AIM OF THE EXERCISE: Tally up how many lines in the listing below contain the string "reported", and give only the total.
BEGIN
PR #69, opened 2024-10-08
fix: Check against `HN` tag instead of `is_unmapped` property

### LINKED ISSUE #68: Handling unmapped results in `BwaAlnInteractive._to_result`
`bwa aln` sometimes returns a read that is unmapped but does have hits (both primary and `XA` tag). Suggest that we ignore this case:

```
        num_hits: int = int(rec.get_tag("HN")) if rec.has_tag("HN") else 0
        if num_hits > self.max_hits:
            return BwaResult(query=query, hit_count=num_hits, hits=[])
        else:
            hits = self.to_hits(rec=rec)
            hit_count = num_hits if len(hits) == 0 else len(hits)
            return BwaResult(query=query, hit_count=hit_count, hits=hits)
```

msto:
Closes #68 

`bwa aln` produces inconsistent behavior when recording the mapped status of multiply mapping reads. In most cases, such reads are flagged as mapped with a mapq of 0. However, we have discovered some cases where these reads are flagged as unmapped. 

`prymer` currently relies on the unmapped flag to identify reads with a hit count of zero. This has been yielding errors when attempting to parse reads in the latter category. This information can instead be obtained directly from the `HN` tag.

---

NB: Thanks to detective work by @tfenne 

> This happens because internally bwa concatenates all the sequences in the FASTA file, so it can discover hits that extend across contig boundaries.  Unfortunately when it discovers it’s done this on the mapping selected as the primary mapping, it just marks it as unmapped instead of removing the mapping entirely (and selecting a different primary mapping if there are secondary hits).

This PR additionally discards any hits that extend beyond the end of the contig to which they are mapped.

### DIFF
--- a/prymer/offtarget/bwa.py
+++ b/prymer/offtarget/bwa.py
@@ -165,8 +165,10 @@ class BwaHit:
 
 @dataclass(init=True, frozen=True)
 class BwaResult:
-    """Represents zero or more hits or alignments found by BWA for the given query.  The number of
-    hits found may be more than the number of hits listed in the `hits` attribute.
+    """
+    Represents zero or more hits or alignments found by BWA for the given query.
+    
+    The number of hits found may be more than the number of hits listed in the `hits` attribute.
 
     Attributes:
         query: the query (as given, no RC'ing)
@@ -359,7 +361,8 @@ class BwaAlnInteractive(ExecutableRunner):
         return results
 
     def _to_result(self, query: Query, rec: pysam.AlignedSegment) -> BwaResult:
-        """Converts the query and alignment to a result.
+        """
+        Convert the query and alignment to a result.
 
         Args:
             query: the original query
@@ -370,17 +373,10 @@ class BwaAlnInteractive(ExecutableRunner):
                 "Query and Results are out of order" f"Query=${query.id}, Result=${rec.query_name}"
             )
 
-        num_hits: Optional[int] = int(rec.get_tag("HN")) if rec.has_tag("HN") else None
-        if rec.is_unmapped:
-            if num_hits is not None and num_hits > 0:
-                raise ValueError(f"Read was unmapped but num_hits > 0: {rec}")
-            return BwaResult(query=query, hit_count=0, hits=[])
-        elif num_hits > self.max_hits:
-            return BwaResult(query=query, hit_count=num_hits, hits=[])
-        else:
-            hits = self.to_hits(rec=rec)
-            hit_count = num_hits if len(hits) == 0 else len(hits)
-            return BwaResult(query=query, hit_count=hit_count, hits=hits)
+        num_hits: int = int(rec.get_tag("HN")) if rec.has_tag("HN") else 0
+        hits: list[BwaHit] = self.to_hits(rec=rec) if 0 < num_hits <= self.max_hits else []
+
+        return BwaResult(query=query, hit_count=num_hits, hits=hits)
 
     def to_hits(self, rec: AlignedSegment) -> list[BwaHit]:
         """Extracts the hits from the given alignment.  Beyond the current alignment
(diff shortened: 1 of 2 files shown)


prymer/offtarget/bwa.py
```diff
@@ -357,17 +360,10 @@ def _to_result(self, query: Query, rec: pysam.AlignedSegment) -> BwaResult:
...
-                raise ValueError(f"Read was unmapped but num_hits > 0: {rec}")
-            return BwaResult(query=query, hit_count=0, hits=[])
-        elif num_hits > self.max_hits:
-            return BwaResult(query=query, hit_count=num_hits, hits=[])
-        else:
-            hits = self.to_hits(rec=rec)
-            hit_count = num_hits if len(hits) == 0 else len(hits)
-            return BwaResult(query=query, hit_count=hit_count, hits=hits)
+        num_hits: int = int(rec.get_tag("HN")) if rec.has_tag("HN") else 0
+        hits: list[BwaHit] = self.to_hits(rec=rec) if 0 < num_hits <= self.max_hits else []
```
msto, line 364: Someone check my logic here - this may need to be `< self.max_hits`, because `self.max_hits` may refer to the maximum number of **secondary** hits in the XA tag (i.e. the `bwa samse -n` parameter), not the maximum number of **total** hits (which would be the number of secondary + 1)

msto: Callout from Alison - this should instead be:
- empty list when `num_hits=0`
- list containing all hits when `num_hits` is between 0 and max
- list containing only the primary alignment when `num_hits` is greater than (or equal to?) max

tbh I think this logic probably belongs in `to_hits()`, not here

msto: @tfenne Could you please weigh in on whether the list of hits should include the primary alignment or be empty when `num_hits` is greater than max?

tfenne (changes requested):
I think there needs to be a further change here, or at least a clear explanation/justification of why not.  I think when the record is marked as `unmapped`, what that really means is that `bwa` believes the primary alignment to be erroneous - and as such I think to_hits() should ignore the primary alignment and only decode the secondary alignments.

prymer/offtarget/bwa.py
```diff
@@ -357,17 +360,17 @@ def _to_result(self, query: Query, rec: pysam.AlignedSegment) -> BwaResult:
...
-            return BwaResult(query=query, hit_count=hit_count, hits=hits)
+        num_hits: int = int(rec.get_tag("HN")) if rec.has_tag("HN") else 0
+        hits: list[BwaHit] = self.to_hits(rec=rec) if 0 < num_hits < self.max_hits else []
+
+        # `to_hits()` removes artifactual hits which span the boundary between concatenated
+        # reference sequences. If we are reporting a list of hits, the number of hits should match
+        # the size of this list. Otherwise, we either have zero hits, or more than the maximum
+        # number of hits. In both of the latter cases, we have to rely on the count reported in the
+        # `HN` tag.
+        num_hits = len(hits) if hits else num_hits
```
tfenne, line 371:
```suggestion
        # `to_hits()` removes artifactual hits which span the boundary between concatenated
        # reference sequences. If we are reporting a list of hits, the number of hits should match
        # the size of this list. Otherwise, we either have zero hits, or more than the maximum
        # number of hits. In both of the latter cases, we have to rely on the count reported in the
        # `HN` tag.
        hits: list[BwaHit]
        if 0 < num_hits < self.max_hits:
            hits = self.to_hits(rec=rec)
            num_hits = len(hits)
        else:
            hits = []
```

tfenne: I think this probably handles edge cases better.  E.g. what if `HN=1` and that one hit spans a boundary, meaning you get back `[]` from `self.to_hits()`

tfenne (approved):

prymer/offtarget/bwa.py
msto: Had the same thought this morning!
END
RESPONSE AREA: 2